Figure out what time you want him to wake up in the morning, subtract his daytime nap time from 14 hours, the amount of sleep a 7 month old usually requires, which should be around 3 hours total in 2 naps.
http://www.babycenter.com/0_how-much-sleep-does-your-chil...
This would give you an 11 hour block of time he should be sleeping at night. So, if you want him to wake at 7 am he should go to bed at 8 pm.

Establish a bedtime routine for him, where it is a quiet relaxing time, no loud TV, music or other noise, no roughhousing or tickling. Put on some soft music, use a dimmer to dim the lights while you bathe, gently massage him with bedtime lotion, diaper, dress him in pj's, and read him a story or two. Keep your voice in about a whisper, speak s l o w l y so everything has a soothing, relaxing effect. Feed him as you read to him and cuddle him, a full tummy will help him to sleep. Depending on how long your bedtime routine takes count back from bedtime to determine the time you begin it, it shouldn't take more than 30 to 45 minutes or so.

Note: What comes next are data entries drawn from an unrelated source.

Issue #1477, opened 2020-02-21
Fuzzing Strategies not being added to Testcase Metadata


mpherman2:
In fuzz_task.py it appears as if we are attempting to add the fuzzing strategies to testcase metadata: 
https://github.com/google/clusterfuzz/blob/2c9b41570dbcfca3e8bbf1266b1b8ed5e2cef7e4/src/python/bot/tasks/fuzz_task.py#L992-L1003

When we do this though, we try to find the strategies by parsing through crash.stacktrace. We believe the problem is that crash.stacktrace does not have the fuzzing strategy info. This is contained in the logs.

We need to either parse through the logs, or add the fuzzing strategy info to the crash stacktrace.

Dor1s:
Thanks @mpherman2 !

> We need to either parse through the logs, or add the fuzzing strategy info to the crash stacktrace.

By the logs we mean this:

https://github.com/google/clusterfuzz/blob/fb4d1aedce2fb0d93c2d6e5cb280f6f187055101/src/python/bot/tasks/fuzz_task.py#L1303-L1306

PR #1486, opened 2020-02-26
Fix missing strategy info in testcase metadata

mpherman2:
Not sure if this is the cleanest way to send the result logs to the crash. Let me know what you think.

### DIFF
--- a/src/python/bot/tasks/fuzz_task.py
+++ b/src/python/bot/tasks/fuzz_task.py
@@ -996,7 +996,8 @@ def create_testcase(group, context):
     testcase.put()
 
   fuzzing_strategies = (
-      libfuzzer_stats.LIBFUZZER_FUZZING_STRATEGIES.search(crash.fuzzing_log))
+      libfuzzer_stats.LIBFUZZER_FUZZING_STRATEGIES.search(
+          crash.fuzzing_log if crash.fuzzing_log else ''))
 
   if fuzzing_strategies:
     assert len(fuzzing_strategies.groups()) == 1
--- a/src/python/bot/tasks/fuzz_task.py
+++ b/src/python/bot/tasks/fuzz_task.py
@@ -202,6 +202,12 @@ class Crash(object):
     self.crash_frames = state.frames
     self.crash_info = None
 
+    # Fuzzing log containing strategy is stored here.
+    self.fuzzing_log = None
+
+  def set_fuzzing_log(self, log):
+    self.fuzzing_log = log
+
   def is_archived(self):
     """Return true if archive_testcase_in_blobstore(..) was
       performed."""
@@ -990,8 +996,7 @@ def create_testcase(group, context):
     testcase.put()
 
   fuzzing_strategies = (
-      libfuzzer_stats.LIBFUZZER_FUZZING_STRATEGIES.search(
-          crash.crash_stacktrace))
+      libfuzzer_stats.LIBFUZZER_FUZZING_STRATEGIES.search(crash.fuzzing_log))
 
   if fuzzing_strategies:
     assert len(fuzzing_strategies.groups()) == 1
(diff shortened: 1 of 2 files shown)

Put him down slightly awake to sleep in a darkened (shade or blinds) room, with some sort of white noise (a box fan turned away from him is good.) Pat him and say "shhhhh" softly for a minute or so if he stirs, but don't pick him up, you want him to learn self-soothing techniques. Walk out of the room quietly and close the door. If he fusses or cries wait a few minutes before you go in, to give him the opportunity to self-soothe himself to sleep. When you go in don't turn on the lights, or let a lot of light in from the doorway or speak loudly, use your "bedtime" whisper and speak soothingly, but do not pick him up. Tell him you love him, it's time to sleep, say "shhhhh" again and pat him a minute or so and then leave again. If you need to change him do it right there in his crib, no extra lights, just a nightlight, and do it as quickly as possible to cause him as little distraction as possible. If you need to feed him at some point during the night until he's sleeping though the night do it in his room, in the near-dark, with whispers, and place him back in bed as at bedtime.

If he's waking up to eat throughout the night here's some info on night weaning, which by 4 - 6 months most babies are usually ready to do since they're getting enough calories during the day:
http://www.babycenter.com/0_baby-sleep-training-night-wea...

It will take some time to get him into his routine, but once you start don't deviate, routine will help him to learn what is expected when he is put to bed, for him to sleep. Use the same techniques for naps as well, the darkened room, the white noise, and allowing him to self-soothe.